Dataset entries:
***

PR #4571, opened 2022-04-07
perf: fix bug in add sso

KennethBWSong:
fix bug:
1. show correct error message
2. add correct auth files according to capability
3. scaffold aad plugin when adding sso tab

### DIFF
--- a/packages/fx-core/src/plugins/solution/fx-solution/v2/executeUserTask.ts
+++ b/packages/fx-core/src/plugins/solution/fx-solution/v2/executeUserTask.ts
@@ -336,18 +336,18 @@ export async function addCapability(
   if (isAadManifestEnabled()) {
     if (alreadyHasTabSso && toAddTabNonSso) {
       const e = new SystemError(
+        SolutionSource,
         SolutionError.InvalidInput,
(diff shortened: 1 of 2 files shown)


packages/fx-core/src/plugins/solution/fx-solution/v2/executeUserTask.ts
```diff
@@ -822,9 +823,9 @@ export function canAddSso(
   // Can not add sso if feature flag is not enabled
   if (!isAadManifestEnabled()) {
     const e = new SystemError(
+      SolutionSource,
       SolutionError.NeedEnableFeatureFlag,
-      getLocalizedString("core.addSso.needEnableFeatureFlag"),
-      SolutionSource
+      getLocalizedString("core.addSso.needEnableFeatureFlag")
     );
```
SLdragon, line 829: tip: can we hide add sso command palette in package.json file? So that we do not need this check any more

KennethBWSong: Actually it is already disabled in the command palette. Here it is only to ensure user we won't enable this feature by mistake.

SLdragon (approved):

1yefuwang1 (approved):

PR #4573, opened 2022-04-08
perf: add confirm before execute api connector user task

wenytang-ms:
Animation

Cancel


packages/fx-core/src/plugins/resource/apiconnector/index.ts
```diff
@@ -40,6 +41,19 @@ export class ApiConnectorPluginV2 implements ResourcePlugin {
...
   ): Promise<ApiConnectorResult> {
+    const res = await ctx.userInteraction?.showMessage(
+      "warn",
+      getLocalizedString("plugins.apiconnector.ExecuteUserTask.Message"),
+      true,
+      "OK"
+    );
+    const answer = res?.isOk() ? res.value : undefined;
+    if (!answer || answer != "OK") {
+      throw ResultFactory.UserError(
```
blackchoey, line 52: Will this error be displayed to user? Since the cancel button is clicked by user, we may not want to show cancel error to user again. But let's ensure we have telemetry to record how many users clicked cancel.

packages/fx-core/resource/package.nls.json
```diff
@@ -250,6 +250,7 @@
   "error.cicd.FailedToListMultiEnv": "Failed to list multi env.",
   "error.cicd.PreconditionNotMet": "Some preconditions of inputs are not met.",
   "error.cicd.NoProjectOpened.details": "No project opened.",
+  "plugins.apiconnector.ExecuteUserTask.Message": "Teams Toolkit is going to generate new sample files in your bot or function project. This process will not change your custom code and create the backup files in case revert is needed.",
```
blackchoey, line 253: Can we change the word to following?
`Teams Toolkit is going to generate new sample file, update package.json and .env.teamsfx.local files in the selected component. The changes will be rollback if unexpected error occurred. Do you want to continue?`
The key thing we want to deliver is which files will be changed. In the meantime, I added a question to the end to let users feel more smooth.

@MuyangAmigo do you have any suggestions on the wording? The messages will be displayed to user before we start updating the project. Just like the confirmation we displayed during provision.

packages/fx-core/src/plugins/resource/apiconnector/index.ts
wenytang-ms: this will display in the output, like cancel any other command pallette with clicking Esc

packages/fx-core/resource/package.nls.json
MuyangAmigo: When and how will this message be prompted?

wenytang-ms: once user trigger the command, before asking user questions, toolkit will pop up the prompt.
And we need user's approval to continue.

PR #4575, opened 2022-04-08
chore(m365): add bot m365 template

kuojianlu:
M365 templates are the same as the default templates. Adding M365 scenario is mainly for updating README files later.


swatDong (approved):
How to treat the default "welcome" and "learn" command? Remove them later or add to README that command cannot be previewed in outlook?

kuojianlu:
> How to treat the default "welcome" and "learn" command? Remove them later or add to README that command cannot be previewed in outlook?

Prefer letting users know this in README. Since bot and messaging extension share the same template, removing the bot part may be not a good choice.

Siglud (approved):

PR #4576, opened 2022-04-08
fix: add capability notification/commandbot manifest

a1exwang:
- Fix the bug 'manifest is not correct when adding notification/commandresponse capability'

notification:
img

command response:
img

https://msazure.visualstudio.com/Microsoft%20Teams%20Extensibility/_workitems/edit/13942934/


a1exwang:
E2E TEST: n/a

nliu-ms (approved):

PR #4578, opened 2022-04-08
chore(apicon): add aad for existing app

xzf0587:


packages/fx-core/templates/plugins/resource/apiconnector/sample/js/aad.template
```diff
@@ -1,7 +1,15 @@
 const teamsfxSdk = require("@microsoft/teamsfx");
 
 // Loads current app's configuration
+{{#if (equals config.AuthConfig.ReuseTeamsApp true)}}
 const teamsFx = new teamsfxSdk.TeamsFx(teamsfxSdk.IdentityType.App);
+{{else}}
+const teamsFx = new teamsfxSdk.TeamsFx(teamsfxSdk.IdentityType.App, {
+  tenantId: process.env.TEAMSFX_API_{{capitalName}}_TENANT_ID,
```
blackchoey, line 8: we may also need to set authority host. we can hard code the value since most of the time people will use the global AAD endpoint

xzf0587: It is updated. Thanks.

blackchoey (approved):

***

* **Task details**: Copy out the entries in full, exactly as they appear.

* **Task solution**:
PR #4571, opened 2022-04-07
perf: fix bug in add sso

KennethBWSong:
fix bug:
1. show correct error message
2. add correct auth files according to capability
3. scaffold aad plugin when adding sso tab

### DIFF
--- a/packages/fx-core/src/plugins/solution/fx-solution/v2/executeUserTask.ts
+++ b/packages/fx-core/src/plugins/solution/fx-solution/v2/executeUserTask.ts
@@ -336,18 +336,18 @@ export async function addCapability(
   if (isAadManifestEnabled()) {
     if (alreadyHasTabSso && toAddTabNonSso) {
       const e = new SystemError(
+        SolutionSource,
         SolutionError.InvalidInput,
(diff shortened: 1 of 2 files shown)


packages/fx-core/src/plugins/solution/fx-solution/v2/executeUserTask.ts
```diff
@@ -822,9 +823,9 @@ export function canAddSso(
   // Can not add sso if feature flag is not enabled
   if (!isAadManifestEnabled()) {
     const e = new SystemError(
+      SolutionSource,
       SolutionError.NeedEnableFeatureFlag,
-      getLocalizedString("core.addSso.needEnableFeatureFlag"),
-      SolutionSource
+      getLocalizedString("core.addSso.needEnableFeatureFlag")
     );
```
SLdragon, line 829: tip: can we hide add sso command palette in package.json file? So that we do not need this check any more

KennethBWSong: Actually it is already disabled in the command palette. Here it is only to ensure user we won't enable this feature by mistake.

SLdragon (approved):

1yefuwang1 (approved):

PR #4573, opened 2022-04-08
perf: add confirm before execute api connector user task

wenytang-ms:
Animation

Cancel


packages/fx-core/src/plugins/resource/apiconnector/index.ts
```diff
@@ -40,6 +41,19 @@ export class ApiConnectorPluginV2 implements ResourcePlugin {
...
   ): Promise<ApiConnectorResult> {
+    const res = await ctx.userInteraction?.showMessage(
+      "warn",
+      getLocalizedString("plugins.apiconnector.ExecuteUserTask.Message"),
+      true,
+      "OK"
+    );
+    const answer = res?.isOk() ? res.value : undefined;
+    if (!answer || answer != "OK") {
+      throw ResultFactory.UserError(
```
blackchoey, line 52: Will this error be displayed to user? Since the cancel button is clicked by user, we may not want to show cancel error to user again. But let's ensure we have telemetry to record how many users clicked cancel.

packages/fx-core/resource/package.nls.json
```diff
@@ -250,6 +250,7 @@
   "error.cicd.FailedToListMultiEnv": "Failed to list multi env.",
   "error.cicd.PreconditionNotMet": "Some preconditions of inputs are not met.",
   "error.cicd.NoProjectOpened.details": "No project opened.",
+  "plugins.apiconnector.ExecuteUserTask.Message": "Teams Toolkit is going to generate new sample files in your bot or function project. This process will not change your custom code and create the backup files in case revert is needed.",
```
blackchoey, line 253: Can we change the word to following?
`Teams Toolkit is going to generate new sample file, update package.json and .env.teamsfx.local files in the selected component. The changes will be rollback if unexpected error occurred. Do you want to continue?`
The key thing we want to deliver is which files will be changed. In the meantime, I added a question to the end to let users feel more smooth.

@MuyangAmigo do you have any suggestions on the wording? The messages will be displayed to user before we start updating the project. Just like the confirmation we displayed during provision.

packages/fx-core/src/plugins/resource/apiconnector/index.ts
wenytang-ms: this will display in the output, like cancel any other command pallette with clicking Esc

packages/fx-core/resource/package.nls.json
MuyangAmigo: When and how will this message be prompted?

wenytang-ms: once user trigger the command, before asking user questions, toolkit will pop up the prompt.
And we need user's approval to continue.

PR #4575, opened 2022-04-08
chore(m365): add bot m365 template

kuojianlu:
M365 templates are the same as the default templates. Adding M365 scenario is mainly for updating README files later.


swatDong (approved):
How to treat the default "welcome" and "learn" command? Remove them later or add to README that command cannot be previewed in outlook?

kuojianlu:
> How to treat the default "welcome" and "learn" command? Remove them later or add to README that command cannot be previewed in outlook?

Prefer letting users know this in README. Since bot and messaging extension share the same template, removing the bot part may be not a good choice.

Siglud (approved):

PR #4576, opened 2022-04-08
fix: add capability notification/commandbot manifest

a1exwang:
- Fix the bug 'manifest is not correct when adding notification/commandresponse capability'

notification:
img

command response:
img

https://msazure.visualstudio.com/Microsoft%20Teams%20Extensibility/_workitems/edit/13942934/


a1exwang:
E2E TEST: n/a

nliu-ms (approved):

PR #4578, opened 2022-04-08
chore(apicon): add aad for existing app

xzf0587:


packages/fx-core/templates/plugins/resource/apiconnector/sample/js/aad.template
```diff
@@ -1,7 +1,15 @@
 const teamsfxSdk = require("@microsoft/teamsfx");
 
 // Loads current app's configuration
+{{#if (equals config.AuthConfig.ReuseTeamsApp true)}}
 const teamsFx = new teamsfxSdk.TeamsFx(teamsfxSdk.IdentityType.App);
+{{else}}
+const teamsFx = new teamsfxSdk.TeamsFx(teamsfxSdk.IdentityType.App, {
+  tenantId: process.env.TEAMSFX_API_{{capitalName}}_TENANT_ID,
```
blackchoey, line 8: we may also need to set authority host. we can hard code the value since most of the time people will use the global AAD endpoint

xzf0587: It is updated. Thanks.

blackchoey (approved):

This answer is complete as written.